Each storage engine exports a StorageSession class which derives from StorageBase. This common base implements most of the functionality of session stores, relying on methods from its specializations to abstract away the actual method of storing the data – whether in DB, file, in-memory cache or some other way. The DB-backed store uses Django’s standard ORM, defined in module session.models.
To understand how all these classes play together, let’s follow through what happens when the user tries to access request.session in a view, assuming the default DB store:
- Session middleware’s process_request sets request.session to be an instance of db.SessionStore with session_key passed into the constructor.
- The constructor of SessionStore defers to the constructor of SessionBase, which stores the session key for later use.
- Note that the session isn’t loaded right away from the DB. This is lazy loading – the actual data is loaded when it’s actually being accessed.
- process_request is done at this point, so the HTTP request is passed into the view. Suppose we now read its count key, as in the example above.
- SessionBase implements a dict-like interface , and in particular __getitem__, which takes the key from a _session attribute, which in itself is a property, deferring reads to the _get_session method.
- _get_session does the actual lazy loading, using the load method.
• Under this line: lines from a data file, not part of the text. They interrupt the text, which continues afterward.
PR #599, opened 2022-10-26
Fix #589

### LINKED ISSUE #589: DuplicatedContext is replaced by EventLoopContext
### Version

4.3.0 - 4.3.3

### Context

The DuplicateContext that is bound to a HTTP request is replaced by EventLoopContext when calling another service using OAuth2WebClient with client_credentials grant and access_token is expired.

So everything works fine until the token expires, then the request that will trigger re-authentication (request new access_token using client_credentials) will loose it's DuplicatedContext and there for everything that has been put into the ContextData is lost.

The problem we are hitting is exactly here:
https://github.com/vert-x3/vertx-auth/blob/c097a5cad0b4b3eeca88e944e86b5153a124fcf2/vertx-auth-oauth2/src/main/java/io/vertx/ext/auth/oauth2/impl/OAuth2AuthProviderImpl.java#L494

If no refresh_token is found the future is failed using an old context that OAuth2AuthProviderImpl keeps as member. Should this not simply use Future.failed(...) ?

### Do you have a reproducer?

https://github.com/runtarinn/duplicate-context-reproducer

### Steps to reproduce

`./gradlew test`

Hope this is enough details provided
/Rúnar

runtarinn:
Fix issue #589 which was introduced as part of the https://github.com/vert-x3/vertx-auth/commit/4064b554aabe7536887fb660c262821c7b90e605

This will most likely not fix all issues introduced in this commit

### DIFF
--- a/vertx-auth-oauth2/src/main/java/io/vertx/ext/auth/oauth2/impl/OAuth2API.java
+++ b/vertx-auth-oauth2/src/main/java/io/vertx/ext/auth/oauth2/impl/OAuth2API.java
@@ -48,12 +48,10 @@ public class OAuth2API {
   private static final Logger LOG = LoggerFactory.getLogger(OAuth2API.class);
   private static final Pattern MAX_AGE = Pattern.compile("max-age=\"?(\\d+)\"?");
 
-  private final ContextInternal ctx;
   private final HttpClient client;
   private final OAuth2Options config;
 
   public OAuth2API(Vertx vertx, OAuth2Options config) {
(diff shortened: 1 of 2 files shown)


pmlopes:
Yes, this is a good start, I'm also addressing the issue for other providers, the "main" problem is that internally we're mixing callbacks and futures, which is not a problem itself, except that some of the callbacks, do require the context to be correct and nothing was being done. Future compositions do address this for us.

pmlopes:
This PR is quite diverged from master and as we moved to Future only APIs I believe this issue isn't relevant anymore.

PR #608, opened 2023-01-20
Security audit implementation. This allows a custom logger to ship security events to a EDR/XDR system OOTB

pmlopes:

Motivation:

Initial prototype for discussion


pmlopes:
@photomorre this is the base for XDR/EDR logging. Once this is merged, the counter part will be merged in web and enabling it is just a matter of adding a top level route handler and configure a java logger.

pmlopes:
For non-disclosure reasons, the log will not dump the user information other than the subject id/name. This prevents unintended leaks of information. This is not supposed to be used for debugging, but for monitoring.

PR #618, opened 2023-02-26
doc: replace mention of deprecated authenticate

milgner:
I was just getting started reading up on `vertx-auth` and found that the first link already sent me to a method that was marked as deprecated. So I replaced the link with the newer version and added a bit of explanation

Also note that the "edit" links on the homepage are still linked to the old Github org and need to be updated to use `eclipse-vertx`. I didn't find whether those are publicly editable, though.

### DIFF
--- a/vertx-auth-common/src/main/asciidoc/index.adoc
+++ b/vertx-auth-common/src/main/asciidoc/index.adoc
@@ -60,19 +60,11 @@ To find out what a particular {@link io.vertx.ext.auth.authorization.Authorizati
 
 == Authentication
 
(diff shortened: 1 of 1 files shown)


milgner:
For some reason the ECA validation doesn't seem to go through. Since I just signed, I'm gonna wait a bit and see whether it works tomorrow or so.

milgner:
ECA green now, gonna have to check why docgen CI fails... :flushed:

pmlopes:
Thanks! I went on a massive review and updated all the deprecated API usage, including examples!

PR #621, opened 2023-03-02
Implement basic support for security policies (which enables ABAC)

pmlopes:
This PR allows defining security policies.

Security policies are a set of rules that when matched against a user object entitle the user a set of permissions.

1. The matching is done by subject id (username/handleId) and/or attributes and/or resources.
2. Attributes are matches against both the user object "principal" and "attributes" fields using a json pointer notation
3. Resources are matches as currently supported by vertx-auth

The PR introduces a AuthZ provider that given a collection of policies, entitles the user to all listed permissions that matches the rules above.

For example, we can entitle all operations to an "admin" user by defining the rule:

```json
{
  "name": "administrator",
  "subjects": [
    "admin"
  ],
  "authorizations": [
    {
      "type": "wildcard",
      "permission": "web:*",
      "resource": "/resources"
    }
  ]
}
```

In this case a match is based on the user id. Extra rules can be defined such as:

```json
{
  "name" : "administrator with DELETE rights",
  "attributes" : {
    "/principal/amr": {
      "eq": "mfa"
    }
  }
  "authorizations" : [ {
    "type" : "wildcard",
    "permission" : "web:DELETE",
    "resource": "/some/special/resource"
  } ]
}
```

In this case, only users that have 2nd factor authentication are allowed to delete the resource `/some/special/resource`

The model attempts to looselly follow the ABAC model but is not intended to be exact as in the definition to avoid changing the internals of vert.x in a system that has been proven to work in the 4.x.x series.


pmlopes:
@stephanebastian @francoisprunier working with the community, we would like to address the concrete support for ABAC authorization. In order to solve the gap and avoid changing the current internals, I'm proposing a simple policy format and authz provider that can assign permissions to a user based on a policy.

Given the flexibility of the current authz, the proposed ABAC support can work together or in isolation with the current RBAC rules. For example, we can have both their permissions read from a database following the RBAC model, plus a set of policies can be used in a policy authz provider and permissions can get assigned at runtime to a user based on their subject name, attributes or resource.

Could you please have a look, if everything is correct in terms of API usage?

francoisprunier:
Hi Paulo,

Generally speaking, looking back at that API, I think what's a bit confusing is that there are authorizations you **have** as a user, and authorizations you **check** (for an API call for example), but they're both called Authorization because they're conceptually the same.

I've had a look at your changes, here are my observations:
- Purely on naming, I'd maybe change AuthorizationPolicyProvider to PolicyBasedAuthorizationProvider
- I'd make Policy inherit from Authorization (call it PolicyBasedAuthorization) to implement the matching logic inside `boolean match(AuthorizationContext context)`
- Then Inside PolicyBasedAuthorizationProvider instantiate a AuthorizationContext(user) and all you have to do (I think) is a loop on policies to call policy.match(authorizationContext)
- Attributes then becomes a simple bean

I hope that makes sense ? Happy to discuss it further if needed

pmlopes:
I don't think we can have `Policy` implement `Authorization` for a couple of reasons:

1. If we did it, then at regular RBAC we could mix Authorizations and policies, and in that case it would be almost impossible to ever match. But this is probably not relevant as it would be a wrong API usage (still confusing though).
2. The matching algorithm handles variables and wildcards from left to right (i.e.:  authzA.verify(authzB)) in a policy wildcards are not allowed as we need to match in reverse.

If you are OK with it, I'll keep `Policy` as a data object independent of `Authorization` which explicitly defines a different use case in terms of API. And enforces the correctness of the checks.

stephanebastian:
Hi Paulo and Francois,

I am not up-to-date on ABAC, so before looking at the PR, I glanced over the following documents:
- https://www.forgerock.com/what-is-rbac-vs-abac
- https://kubernetes.io/docs/reference/access-authn-authz/abac/
- https://docs.aws.amazon.com/IAM/latest/UserGuide/introduction_attribute-based-access-control.html
- https://learn.microsoft.com/en-us/azure/role-based-access-control/conditions-overview

Also, I haven't worked on Vertx Authz API for a long time. So let me first write down a quick refresher (for me ;) of the state of the current Vertx 4.x API, where we've got few moving parts:
- **Authorization**: In theory, it represents any kind of authorization (role, permission, time-based, and, or , not, context-based: ip-adress, etc.)
- **AuthorizationContext**:  holds properties used to match authorizations
- **AuthorizationProvider**: Asynchronously fetch authorizations of the current User

When we refactored the older API, one of the goal was to provide a lean but powerful API that would scale beyond RBAC. It seems to me that we are about to see if it holds its promises ;).

Unless I'm missing something, I believe we can already do some ABAC with the current Vertx API. One of the reason is that Authorization is not limited to role or permission as it is a fairly broad notion. For instance, if you want to give access to some resource from 8am untill 10am to all users holding the permission '007', we could define the following AuthorizationHandler (in Verxt Web):
```
...
  AuthorizationHandler.create(AndAuthorization.create().addAuthorization(TimeBasedAuthorization.create(8am, 10am)).addAuthorization(PermissionBasedAuthorization.create("007"))
...
```
As you know TimeBasedAuthorization is not shipped with Verxt 4 but it's just an example of things doable today with a custom implementation if/as needed. 

To me, it seems that ABAC means different things. For instance:
1. As an admin, I want to protect a specific resource based an some attribute (time, ipaddress, attributes from the user, etc.) and/or permission/role/wildcard. As I said, this is somewhat working today but probably need more testing. For instance I'm not sure we could only grant access to users that have 2nd factor authentication but I may be wrong.
2. As an admin, I want to configure an AuthorizationProvider that will give a bunch of authorizations to all users matching the conditions I specify (2nd form auth, time, ipaddress, attributes from the user, etc.)

As far as I can tell the goal of this PR is 2) right?
If that is the case, this is great but I would suggest to provide full support for 1) as well
Also I am wondering if the ABAC provider belongs to vertx-auth-common of should live in its own sub-project ?

I am also available to discuss it further if needed
Cheers

pmlopes:
I like the idea of splitting to an ABAC module for a complete implementation if needed. Indeed, this PR was only proposing the basic functionality.

Issue #659, opened 2023-08-29
OAuth2AuthProviderImpl loses Access Token after introspect call


chrispatmore:
### Version

Version: 4.3.8 +

### Context

Whilst investigating [654](https://github.com/eclipse-vertx/vertx-auth/issues/654), I discovered there is an issue when the AT does not validate as a JWT. In these cases (either its an invalid JWT as the code is concerned e.g. [654](https://github.com/eclipse-vertx/vertx-auth/issues/654). or it is just an opaque token) the code then attempts a token introspect [here](https://github.com/eclipse-vertx/vertx-auth/blob/master/vertx-auth-oauth2/src/main/java/io/vertx/ext/auth/oauth2/impl/OAuth2AuthProviderImpl.java#L303) if this passes we know the token is valid and the `User` is created [here](https://github.com/eclipse-vertx/vertx-auth/blob/master/vertx-auth-oauth2/src/main/java/io/vertx/ext/auth/oauth2/impl/OAuth2AuthProviderImpl.java#L328). However at this point the `access_token` is lost, the user placed into the context has no `access_token` so when I then try to make a `userInfo` call or some other request to the provider, I get rejected as I supplied an invalid token (no token, for example [here](https://github.com/eclipse-vertx/vertx-auth/blob/master/vertx-auth-oauth2/src/main/java/io/vertx/ext/auth/oauth2/impl/OAuth2AuthProviderImpl.java#L474)). I have also noticed that since the version I am testing on a `userInfo` introspect has been added if there is no introspect endpoint [here](https://github.com/eclipse-vertx/vertx-auth/blob/master/vertx-auth-oauth2/src/main/java/io/vertx/ext/auth/oauth2/impl/OAuth2AuthProviderImpl.java#L269) and this adds the token back to the user [here](https://github.com/eclipse-vertx/vertx-auth/blob/master/vertx-auth-oauth2/src/main/java/io/vertx/ext/auth/oauth2/impl/OAuth2AuthProviderImpl.java#L280)

In short, the `OAuth2AuthProviderImpl` should be setting the `access_token` back into the `User` object when the token is valid, like happens when the token is validated using the userInfo endpoint. So that the token can then be used for future actions 

**Edit:** This also then sets the `subject` in the user wrong in some cases, for example in the keycloak case, the json returned back from the introspect endpoint contains `username` which is then used to set the subject instead of the `sub` field in the response

### Do you have a reproducer?

No

### Steps to reproduce

[...]

PR #660, opened 2023-08-30
fix: ensure access_token is available after introspect

chrispatmore:
Update the code to ensure the access token is available after validating the token using token introspect

Motivation:

Contributes to: https://github.com/eclipse-vertx/vertx-auth/issues/659


chrispatmore:
I would prefer not to put the token introspect response JSON as the principal JSON as I don't think they're really the same thing, and I have seen (Keycloak for example) returns `username` as well as `sub` and then when that json is placed as the principal (not under idToken or other) the User created returns the `username` as the subject() instead of the `sub` which is what is returned if the token validates / if there is an `idToken`

But. I can see that being a breaking change for those relying on it behaving as is at the moment, so I could accept that I just have to include a workaround to fix the subject post authentication

pmlopes:
We can accept this behavior change as we are targetting to 5.0.0

PR #661, opened 2023-09-12
Added support for revoking KeyCloak tokens

Ernstsen:
## Changes
The revocation endpoint was forced to be null, when using the keycloak oauth2 provider. 

As per the keycloak documentation, there is an endpoint for revoking tokens: https://www.keycloak.org/docs/latest/securing_apps/#_token_revocation_endpoint

This would enable logging users out with API instead of redirects with keycloak.

## Motivation:

I need to be able to log out users, when using the keycloak OAuth2 provider.

This is currently not possible as the ``revoke`` method requires the ``revocationUrl != null``  and the ``logout`` method in ``OAuth2API`` is not accessible from outside the ``OAuth2Auth`` object.

This simple change allows users to use the flow described in the current vertx.io documentation for token management: https://vertx.io/docs/vertx-auth-oauth2/java/#_token_management

## Conformance:


pmlopes:
This is a great catch, thanks!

- load is one of the methods related to the actual storage, so SessionBase doesn’t implement it. Instead db.SessionStore implements it and uses the session DB model to load the value from the DB based on the key, decoding it first.
This is about it, except one small detail. How does encoding and decoding work? Let’s look at encode:
def encode(self, session_dict):
"Returns the given session dictionary pickled and encoded as a string."
pickled = pickle.dumps(session_dict, pickle.HIGHEST_PROTOCOL)
hash = self._hash(pickled)
return base64.encodestring(hash + ":" + pickled)
The session dictionary is pickled. Then, a hash is computed and prepended to the pickle string. Finally the whole string is encoded in base 64, which is stored in the session_data field of the DB table.
In this article, we’ve seen how to use Django sessions, what happens on the low-level of HTTP requests and responses when sessions are being used, and how sessions are actually implemented by Django. While I didn’t cover every little detail, I hope there’s enough information to understand the big picture. If there’s any important information you think I may have missed, please let me know.